Exercise instructions: Only the lines from the top of the following listing through the line with "this working before?**" belong in your answer, exactly as written.

Dataset extract:

PR #3361, opened 2024-04-24
Add new participant mutex to VideoRoom

### LINKED ISSUE #3360: [1.x] Crash / segfault on 1.2.3
Janus version: 1203 (1.2.3) Janus commit: #3355 

No, after the previous issue we had and the fix we applied we ran it to see if it's stable.

**Was this working before?**
Since recompiling with the proposed patch following the issue #3354, it just crashed again with the out put in the gist below.

https://gist.github.com/tespio/4ac1473acb77cc7a0c8cda3ed9834a5d

**Additional context**
(https://github.com/meetecho/janus-gateway/issues/3354#issuecomment-2074432879)

lminiero:
Attempt to fix #3360, by using a new mutex aimed at better protecting the `room` property the `janus_videoroom_publisher` property has.


lminiero:
Merging.

Issue #3364, opened 2024-04-29
[1.x] videoroom: support of string_ids/string_ids_user


IgorKhomenko:
This is more a feature request rather than an issue.

There is a case when integrate Janus with 3rd party system where room id is a string, but user id is a number.

With current version of Janus, it's only possible to have ether string or number for both.

It would be very useful to have a way to configure it separately, e.g. to set `string_ids = TRUE;` and to have a separate variable for users: `string_ids_user = FALSE;`
https://github.com/meetecho/janus-gateway/blob/master/src/plugins/janus_videoroom.c#L1951

I already have a custom branch with this change and wondering is it something you are interested in to have, so I could do a PR.

Thank you in advance

amnonbb:
In our case we need change for users string but leave rooms with number. Is it possible in your branch?

IgorKhomenko:
@amnonbb here is a PR https://github.com/meetecho/janus-gateway/pull/3369

lminiero:
Closing as not planned: if numbers are needed for rooms and strings for IDs, it's easier to just use strings for everything and stringify room numbers in the API, rather than introducing different variations/combinations of ID types (which may have repercussions on other plugins too since we try to keep some form of consistency across them).

PR #3369, opened 2024-05-06
video room plugin: introduced string_ids_user

IgorKhomenko:
Issue reference https://github.com/meetecho/janus-gateway/issues/3364#issuecomment-2088184440

### DIFF
--- a/conf/janus.plugin.videoroom.jcfg.sample
+++ b/conf/janus.plugin.videoroom.jcfg.sample
@@ -65,8 +65,9 @@ general: {
 									# handlers (default=true)
 
 	# By default, integers are used as a unique ID for both rooms and participants.
-	# In case you want to use strings instead (e.g., a UUID), set string_ids to true.
+	# In case you want to use strings instead (e.g., a UUID), set string_ids/string_ids_user to true.
 	#string_ids = true
+  #string_ids_user = true
 }
 
 room-1234: {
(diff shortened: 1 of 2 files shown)


januscla:
Thanks for your contribution, @IgorKhomenko! Please make sure you sign our [CLA](https://cla.conf.meetecho.com/janus), as it's a required step before we can merge this.

lminiero:
I see many problems in this patch:

1. there's no place where you initialize `string_ids_user` from the configuration file, which is what we do for `string_ids`; this means people need to set the static value to `TRUE` and recompile if they want to use this, which makes little sense;
2. this is not backwards compatible, since if people set `string_ids` to `TRUE`, the user counterpart defaults to `FALSE` meaning user IDs will _not_ be strings, breaking people's expectations (and possibly applications);
3. it makes little sense to only offer this flexibility for user IDs; as someone else mentioned in the issue, someone may want to do it the other way around (strings for rooms, numbers for users).

As such, this patch needs a lot of fixing IMHO before we can review/test it. While it's ok to use the dedicated booleans for the checks, these should all be configurable via the configuration file, and when the new properties are not provided, the old `string_ids` should act as a fallback.

IgorKhomenko:
@lminiero

1 - this is addressed and pushed
2 - what you say make total sense. Probably we can check if `string_ids_user ` is intentionally presented in config (either set to true or false) and if not - then use `string_ids ` as fallback. 
3 - did not get the point. With this patch there is now a way to separately configure it for rooms and users, e.g. it can be any combination, e.g. `true/true` or `true/false` or `false/true` or `false/false`

lminiero:
@IgorKhomenko did you have a chance to revisit the PR with the changes I suggested?

lminiero:
Hi @IgorKhomenko, did you close the PR to create a different one, or are you not interested in adding the feature anymore? I was waiting for feedback but didn't get any. Thanks!

PR #3374, opened 2024-05-11
Add note about freeing transaction in handle_message

vincentfretin:
Add note about freeing transaction after calling `push_event` in plugin interface documentation.

The only place this was mentioned seems to be in this comment in the `janus.c`
https://github.com/meetecho/janus-gateway/blob/9be6a74452e27c5ae295f39dd1e2d710c25e44df/src/janus.c#L1759
and in plugin implementation like
https://github.com/meetecho/janus-gateway/blob/9be6a74452e27c5ae295f39dd1e2d710c25e44df/src/plugins/janus_textroom.c#L1261-L1265

We had a memory leak for this in the rust sfu plugin I fixed in
https://github.com/networked-aframe/janus-plugin-sfu/pull/11/commits/4226d0091b386576d221988c76e11c0d0ef7d215
that only showed in ASan output when specifying loop_events option.
The original creator of the plugin probably overlooked this because this was not documented in `plugin.h`.

### DIFF
--- a/src/plugins/plugin.h
+++ b/src/plugins/plugin.h
@@ -283,10 +283,10 @@ struct janus_plugin {
 	 * @param[out] error An integer that may contain information about any error */
 	void (* const create_session)(janus_plugin_session *handle, int *error);
 	/*! \brief Method to handle an incoming message/request from a peer
-	 * @note The Janus core increases the references to both the \c message and \c jsep
-	 * json_t objects. This means that you'll have to decrease your own
+	 * @note The Janus core leaves ownership of both the \c message and \c jsep
+	 * json_t objects to plugins. This means that you'll have to decrease your own
 	 * reference yourself with a \c json_decref when you're done with them.
-	 * You'll also have to free \c transaction with \c g_free.
+	 * You'll also have to free \c transaction with \c g_free
 	 * @param[in] handle The plugin/gateway session used for this peer
 	 * @param[in] transaction The transaction identifier for this message/request
 	 * @param[in] message The json_t object containing the message/request JSON
@@ -360,7 +360,7 @@ struct janus_callbacks {
 	/*! \brief Callback to push events/messages to a peer
 	 * @note The Janus core increases the references to both the \c message and \c jsep
 	 * json_t objects. This means that you'll have to decrease your own
-	 * reference yourself with a \c json_decref after calling \c push_event.
+	 * reference yourself with a \c json_decref after calling \c push_event
 	 * @param[in] handle The plugin/gateway session used for this peer
 	 * @param[in] plugin The plugin instance that is sending the message/event
 	 * @param[in] transaction The transaction identifier this message refers to
--- a/src/plugins/plugin.h
+++ b/src/plugins/plugin.h
@@ -283,6 +283,10 @@ struct janus_plugin {
 	 * @param[out] error An integer that may contain information about any error */
 	void (* const create_session)(janus_plugin_session *handle, int *error);
 	/*! \brief Method to handle an incoming message/request from a peer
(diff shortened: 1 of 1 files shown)


lminiero:
> Add note about freeing transaction after calling `push_event` in plugin interface documentation.

This is incorrect. You only need to free `transaction` if you allocated it yourself, since `push_event` will treat it as a const. None of the existing plugins free it for instance, since we pass an existing transaction from a transaction, which typically comes from an incoming request. The transaction you must free is the one you get from the core via `handle_message` (which all core plugins do, and maybe you're not doing).

vincentfretin:
You're right, it's the one from handle_message I'm freeing now. I put the comment in the wrong place then, I'll update the PR.

vincentfretin:
I moved the comment at the right place.

src/plugins/plugin.h
```diff
@@ -283,6 +283,10 @@ struct janus_plugin {
 	 * @param[out] error An integer that may contain information about any error */
 	void (* const create_session)(janus_plugin_session *handle, int *error);
 	/*! \brief Method to handle an incoming message/request from a peer
+	 * @note The Janus core increases the references to both the message and jsep
```
lminiero, line 286: Please add a `\c` before both `message` and `jsep`.

src/plugins/plugin.h
```diff
@@ -283,6 +283,10 @@ struct janus_plugin {
...
+	 * json_t objects. This means that you'll have to decrease your own
+	 * reference yourself with a \c json_decref when you're done with it.
```
lminiero, line 288: "with them" (since there's two).

src/plugins/plugin.h
```diff
@@ -283,6 +283,10 @@ struct janus_plugin {
...
+	 * You'll also have to free transaction with \c g_free.
```
lminiero, line 289: This is missing the `\c` before `transaction` I mentioned in my previous review.

lminiero (commented):
Thanks, added some notes.

vincentfretin:
I made the changes. I also added the `\c` for the note in push_event where I mainly copied the text from.

src/plugins/plugin.h
```diff
@@ -283,6 +283,10 @@ struct janus_plugin {
 	 * @param[out] error An integer that may contain information about any error */
 	void (* const create_session)(janus_plugin_session *handle, int *error);
 	/*! \brief Method to handle an incoming message/request from a peer
+	 * @note The Janus core increases the references to both the \c message and \c jsep
```
lminiero, line 286: I think that, since in this case this is a method that goes from core to plugin, it's more correct to say something like "The Janus core leaves ownership of both ...... objects to plugins. Ths means..". The "increases" part makes more sense for `push_event` since in that case the core does indeed increase the references to those objects, since plugins may decrease their own.

src/plugins/plugin.h
```diff
@@ -283,6 +283,10 @@ struct janus_plugin {
...
+	 * json_t objects. This means that you'll have to decrease your own
+	 * reference yourself with a \c json_decref when you're done with them.
+	 * You'll also have to free \c transaction with \c g_free.
```
lminiero, line 289: Better remove the dot at the end, after `g_free`, since otherwise it will appear as part of the `code` block. Besides, we don't have it at the end of lines in most of the other doxygen comments.

lminiero (commented):
Thanks! I added just a couple of minor notes after re-reading the changes, but after those I think this is good to be merged.

vincentfretin:
That's valid feedback. I did the changes.

lminiero:
Thanks! Merging :+1:

PR #3377, opened 2024-05-16
Added UMD

redexp:
No braking changes, but now this file can be treat as module for commonjs or require.js or have regular global Janus var

I used this [UMD](https://github.com/umdjs/umd) template https://github.com/umdjs/umd/blob/master/templates/returnExports.js

### DIFF
--- a/html/demos/janus.js
+++ b/html/demos/janus.js
@@ -24,7 +24,7 @@
 	OTHER DEALINGS IN THE SOFTWARE.
  */
 
-/*eslint indent: ["error", "tab", { "ignoredNodes": ["CallExpression[callee.type=FunctionExpression][arguments.length=2] > FunctionExpression.arguments > BlockStatement"] }]*/
+/*eslint indent: ["warn", "tab", { "ignoredNodes": ["CallExpression[callee.type=FunctionExpression][arguments.length=2] > FunctionExpression.arguments > BlockStatement"] }]*/
 (function (root, factory) {
 	/* global define, module */
 	if (typeof define === 'function' && define.amd) {
--- a/html/demos/janus.js
+++ b/html/demos/janus.js
@@ -401,27 +401,27 @@ Janus.init = function(options) {
 		} else if(Array.isArray(options.debug)) {
 			for(let d of options.debug) {
 				switch(d) {
-					case "trace":
-						Janus.trace = console.trace.bind(console);
-						break;
-					case "debug":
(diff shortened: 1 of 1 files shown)


januscla:
Thanks for your contribution, @redexp! Please make sure you sign our [CLA](https://cla.conf.meetecho.com/janus), as it's a required step before we can merge this.

redexp:
Another pros - you can define as many private var as you need. Like that var `defaultExtension` that I assumed should be private, but right now it's in global scope and could be overwritten in some other file.

redexp:
linter errors on `typeof define` I think if I change it to `typeof root.define` then it should pass linter

atoppi (commented):
Please address the linting issues.

I see nothing wrong about the PR.
If @lminiero is fine with moving the `Janus` definition from the top level to an immediately invoked function then we're good to go.

redexp:
@atoppi 
```
    28:38  error    'define' is not defined                       no-undef
    29:3   error    'define' is not defined                       no-undef
    30:43  error    'module' is not defined                       no-undef
    31:3   error    'module' is not defined                       no-undef
```

atoppi:
@redexp yeah, please fix those and also the issues about indentation.
If you wanna test locally before triggering our github workflow, just use `eslint janus.js` with our eslint configuration file (`.eslintrc.js`).

redexp:
@atoppi I'v added rule to ignore one indent in main part code. It's ok practice with UMD, eslint itself [shows example](https://eslint.org/docs/latest/rules/indent#ignorednodes) how to do it

atoppi:
Merging, I'll figure out how to better fix the eslint stuff by myself.

atoppi:
@redexp add to do a bunch of modifications due to the broken rollup script after your merge.
Can you test if this still works for you after the commit above?

atoppi:
Unfortunately [we have a rollup script ](https://github.com/meetecho/janus-gateway/blob/493a97bd0a5253d11f4a3633be93df80b801833c/npm/rollup.config.mjs)that bundles `janus.js` in an es module.
It basically takes [this template](https://github.com/meetecho/janus-gateway/blob/493a97bd0a5253d11f4a3633be93df80b801833c/npm/module.js), replaces `@JANUS_CODE@` with the content of `janus.js` and exports a `Janus` object, hence we need that object to be explicitly declared by `janus.js`.

Issue #1169, opened 2025-02-28
Setting underlying structure to implement Facade


Bachibouzouk:
Follow up from the discussion which happened at [2025-02 oemof-meeting](https://github.com/oemof/oemof/wiki/Meeting-2025.02)

Variante A

![Image](https://github.com/user-attachments/assets/baf7a549-e259-471b-aeb1-6cf92cd12873)

`inputs` and `outputs` attributes are stripped from the class `Node`, `Node` as known in v0.5  is renamed after `AtomicNode` and `SubNetwork` is added 

This would require 2 (easy) releases in oemof.network and 1 in oemof.solph

Pros
- 

Cons
- might be confusing that what used to be Node is now AtomicNode and Node is still there but just higher in the hierarchy
- 2 releases in oemof.network which might 
- might break older version of oemof as network version is not upperbound

Variante B

![Image](https://github.com/user-attachments/assets/6e247a8a-1ff0-4b2a-b791-55619fa6b2ff)

Pros
- less releases to make to perform the change

Cons
- Using "Abstract" in the naming

p-snft:
I also see "Option C", to have `AbstractNode` and `AtomicNode` with explicit name prefixes.

Bachibouzouk:
We are tending towards option B because it breaks less things from the existing structure

p-snft:
Solved in a more generic way in https://github.com/oemof/oemof-network/pull/60.

PR #1193, opened 2025-05-06
 Add facade in oemof.solph

Bachibouzouk:
*   What functionality does it implement?
  This is related to the discussion in #1169, after a discussion with @uvchik we decided it might be worth testing approach B. We will link the related PR in `oemof.network`
  *   Where is it located?
  A new `_facade.py` file in `oemof/solph/`
  *   How does the API look?
  This is tentatively described in the `examples/facade/facade.py` commited file


Bachibouzouk:
At the moment the code does not work, this is why I set the PR to draft

src/oemof/solph/_facades.py
```diff
@@ -0,0 +1,33 @@
...
+
+class Facade(SubNetwork):
+    # attributes
+    def __init__(self,*args,**kwargs):
+        self.facade_type = None
+
+    def add_subnode(self,*args):
+        """Add a subnode to the subnetwork"""
+        for sub_component in args:
+            sub_component.label = self._sub_component_labelling(sub_component.label)
```
Bachibouzouk, line 24: Apparently cannot set label once it is set for renaming components in subnetwork
 - let labels be overwritten in oemof-solph
 - workaround with custom_properties "sub_label"

p-snft: Labels are meant to be unique and constant identifiers at the level of `oemof.network`. Why do the labels have to be changed?

Bachibouzouk: Because we wanted to label the components within a subnetwork in a specific way, but we found a solution, we do not change the labels, instead we use a method to label the subnetwork components right upon creation

examples/facade/facade.py
```diff
@@ -0,0 +1,180 @@
...
+        self.el_bus = el_bus
+
+    def build_subnetwork(self):
+        internal_bus = Bus(custom_properties={"sub_label": "internal_bus"})
+        self.add_subnode(internal_bus)
+
+        feedin = Converter(
+            inputs={self.el_bus: Flow(variable_costs=self.feedin_tariff)},
+            outputs={internal_bus: Flow()},
+            label=self.sub_component_labelling("feedin_converter"),
```
Bachibouzouk, line 57: @p-snft - here we label the subnetwork node using a Facade method. We think we need to have this naming convention to be able to bookkeep the nodes for postprocessing

Bachibouzouk: Our aim here is to manage to create a Facade class by tempering minimally with the existing code. This creation process will help the question raise and will prompt discussion about more elegant implementations.

p-snft: This sounds similar to the way we did it in MTRESS:

```python
class AbstractComponent:  # pretty much the MTRESS subnetwork

    (...)

    def create_solph_node(self, label: str, node_type: Callable, **kwargs):
        """Create a solph node and add it to the solph model."""
        _full_label = tuple(self.create_label(label))

        if label in self._solph_nodes:
            raise KeyError(
                f"Solph component named {_full_label} already exists"
            )

        _node = node_type(label=_full_label, **kwargs)

    def create_label(self, label: str) -> list[str]:
        """Return a unique label based on the identifier."""
        return self.identifier + [label]

    @property
    def identifier(self) -> list[str]:
        """Return identifier."""
        identifier = []
        highest_level = self
        while highest_level is not None:
            identifier.append(highest_level.name)
            highest_level = highest_level._nesting_element

        identifier.reverse()
        return identifier
```

(In reality split into [AbstractComponent](https://github.com/mtress/mtress/blob/f9afc0a77a448f2c90b293e66274ef107fb8e505/src/mtress/_abstract_component.py#L46-L55) and [NamedElement](https://github.com/mtress/mtress/blob/f9afc0a77a448f2c90b293e66274ef107fb8e505/src/mtress/_interfaces.py#L19).)

Bachibouzouk:
With the HierachicalLabel and its depth attribute, it is easy to plot nested SubNetworks and by changing in its `__str__()` method one can change how the SubNetwork labels should be rendered

With . between the levels: 

nested_facade_with_dot

Seeing the whole tuple:

nested_facade

p-snft:
I really liked casting things to `HierachicalLabel`s in the background, as it makes code easier to read. Can we revert https://github.com/oemof/oemof-solph/pull/1193/commits/4e0029879f164c90ab62fe6d13e76393c0246ede?

Bachibouzouk:
> I really liked casting things to `HierachicalLabel`s in the background, as it makes code easier to read. Can we revert [4e00298](https://github.com/oemof/oemof-solph/commit/4e0029879f164c90ab62fe6d13e76393c0246ede)?

For the moment oemof-visio is not able to display properly if the nodes  (which are `Node` instance) do not use `HierachicalLabel`. This is the reason why I needed to write them explicitly as the basic component inherit from `Node` and not `AtomicNode`

PR #1195, opened 2025-05-27
Feature/result dict wrapper

p-snft:
This adds a drop-in replacement for `processing.results` that uses the new `solph.Results` class. It means to provide backwards compatibility while radically simplifying the processing code.


Bachibouzouk:
> `NonConvexFlowBlock` and `InvestNonConvexFlowBlock`) define the same variable name

Do you mean `status` and `status_nominal` ?

p-snft:
I just implemented the approach in #1202.

p-snft:
What is now missing is just the support for experimental features (TSAM and multi-periods).

PR #1197, opened 2025-06-04
Fix a couple of issues in the updated documentation

fwitte:
- Missing link for the OffsetConverter in the components overview added
- Reordered the components section to be more intuitive (from general/basic components to more specialized ones)
- Shorten line length in the changed sections and fix lists indendations


fwitte:
The errors in the docs are broken hard-coded links (pointing to the documentation itself) instead of using references. However, they seem to be outdated anyway, not sure what to do with them.

- One is pointing to the groupings model, which is referenced from the results page (we deleted the groupings page, we may just eliminate that paragraph in the results page). Can you decide what to do here @p-snft, @uvchik?
- Two are from very early releases linking component docs, I will fix that.

fwitte:
> In my opinion, we can stop mentioning groupings in results.rst. Maybe, these are something for an advanced tutorial?

Completed by [77fd1df](https://github.com/oemof/oemof-solph/pull/1197/commits/77fd1dfddfeb1319a1daf6efc45d5870bcf63f70)

fwitte:
> Two are from very early releases linking component docs, I will fix that.

Completed by [ae125fd](https://github.com/oemof/oemof-solph/pull/1197/commits/ae125fdf1f66d0d3e4439ba844a550523c48422a)

Issue #1199, opened 2025-06-04
Deprecate parameter "time_intervals"


p-snft:
Mark `EnergySystem` initialisation giving time_intervals as deprecated. The new `Results` object expects a time index and there is actually no real benefit in not giving one.

To make this work, also the default of `infer_last_interval` is set to to False. (Inferring requires a frequency, which is not present for numeric indexes.)

PR #1200, opened 2025-06-04
Feature/allow numeric timeindex

p-snft:
Implements #1199 in the way that the following lines will now produce the same result:

```Python
EnergySystem(time_incement=[1,1,1,2,3,1])  # deprecated
EnergySystem(timeindex=[0,1,2,3,5,8,9])  # new way
EnergySystem(timeindex=[12,13,14,15,17,20,21])  # also possible (initial value is arbitrary)
```

Of course, using pandas.DatetimeIndex still works.

Todo: Add to whatsnew.

### DIFF
--- a/src/oemof/solph/_energy_system.py
+++ b/src/oemof/solph/_energy_system.py
@@ -102,16 +102,6 @@ class EnergySystem(es.EnergySystem):
             groupings = []
         groupings = GROUPINGS + groupings
 
-        if not (
-            isinstance(timeindex, pd.DatetimeIndex)
-            or isinstance(timeindex, type(None))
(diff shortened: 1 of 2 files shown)


p-snft:
Everything that is failing is related to the outdated absolute links in the docs (see #1197).

uvchik:
Okay, too late 😄 

Thank you, it makes the code more simple and one can easily transfer the old increments to the new index.

```python
>>> import numpy as np
>>> increment = [1, 1, 1, 2, 3, 1]
>>> np.cumsum([0] + increment)
[0 1 2 3 5 8 9]
```

PR #1202, opened 2025-06-05
Fix/result object same name vars

p-snft:
This changes the results object to be able to handle variables with the same name (present in different Blocks) as long as the indexes are disjunct.

Analysis of the situation:
* We have the convention that one Entity (Node or Flow) is only covered by one Block.
* The status of a Flow is defined either in NonConvexFlowBlock or in InvestNonConvexFlowBlock. As the function   _create(self, group=None) is not called by the Constructor, the variable exists only once per Flow.


p-snft:
As the result object is not used yet, this change reduces coverage. I'd like to accept this looking at #1195, which replaces the old processing with one based on the Result object fixed here.

PR #1204, opened 2025-06-12
Remove unmaintained and non-working code

p-snft:
This PR removes large chunks of code that is hard to maintain (and mostly abandoned unmaintained). As the code is partly covered by (integration-) tests, this will reduce the measured test coverage. However, there are no unit-tests deleted that are checking features that still exist. I removed the tests in particular as they include the (removed) `SinkDSM` component. As it is an integration test checking results of a complete energy system, they are hard to adjust. Also, the new numbers (about 80 %) are more honest than the old ones when we interpret them as unit test coverage.

Removed are:
* Experimental component `SinkDSM` (unmaintained and bad code quality).
* `ElectricalLine` for voltage angle simulation (unmaintained, broken).
* Integration tests for multi-period model (hard to understand, partly disused).


lensum:
I'm surprised that `SinkDSM` is part of this. Though I do not use it myself, I always assumed that people are using it for their research. If I'm not mistaken, there were also some presentations using it at the second to last oemof meeting...
From the `ElectricalLine`, on the other hand, I haven't heard anything in years.

Considering this, would it make sense to clean-up the code of the `SinkDSM` component and write better tests for it? Maybe we can find some volunteers for this at the next oemof meeting?

p-snft:
I asked @jokochems as the original author of `SinkDSM` if he could improve it and he did not find time. He agreed with the removal under the given conditions.

In fact, dropping it does no mean it cannot be re-added. I do not see somebody maintaining it at the moment, in particular as the module is very hard to maintain (code duplication, long file, complex working principle). We had the unmaintained `ElectricalLine` without tests in the repository for some time and it was eventually broken for several releases. Thus I consider removing a component cleaner than having it long-term unmaintained and untested - potentially in a broken state.

p-snft:
@uvchik suggested to directly add a new PR to re-add the `SinkDSM`.

p-snft:
> > @uvchik suggested to directly add a new PR to re-add the `SinkDSM`.
> 
> Then why delete it in the first place?

This way, we make sure we do not have any unverified code in a release. If we just keep it and leave it untested, chances are high that somebody will use the code to produce wrong results. (I believe results are correct at the moment, but as there are no unit tests, I won't guarantee for this after changes.)

lensum:
> > > @uvchik suggested to directly add a new PR to re-add the `SinkDSM`.
> > 
> > 
> > Then why delete it in the first place?
> 
> This way, we make sure we do not have any unverified code in a release. If we just keep it and leave it untested, chances are high that somebody will use the code to produce wrong results. (I believe results are correct at the moment, but as there are no unit tests, I won't guarantee for this after changes.)

That makes sense, thank you for the explanation!

PR #1208, opened 2025-08-19
Revision/cleanup ci

p-snft:
We have a lot of outdated code from legacy CI test pipelines (like Travis). This aims to simplify testing.

Tested python versions are now defined in a single file, depending on where the tests are run:

- CI pipeline: .github/workflows/tox_pytests.yml (runs default tox env)
- Offline tests: tox.ini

Finished exercise:
PR #3361, opened 2024-04-24
Add new participant mutex to VideoRoom

### LINKED ISSUE #3360: [1.x] Crash / segfault on 1.2.3
Janus version: 1203 (1.2.3) Janus commit: #3355 

No, after the previous issue we had and the fix we applied we ran it to see if it's stable.

**Was this working before?**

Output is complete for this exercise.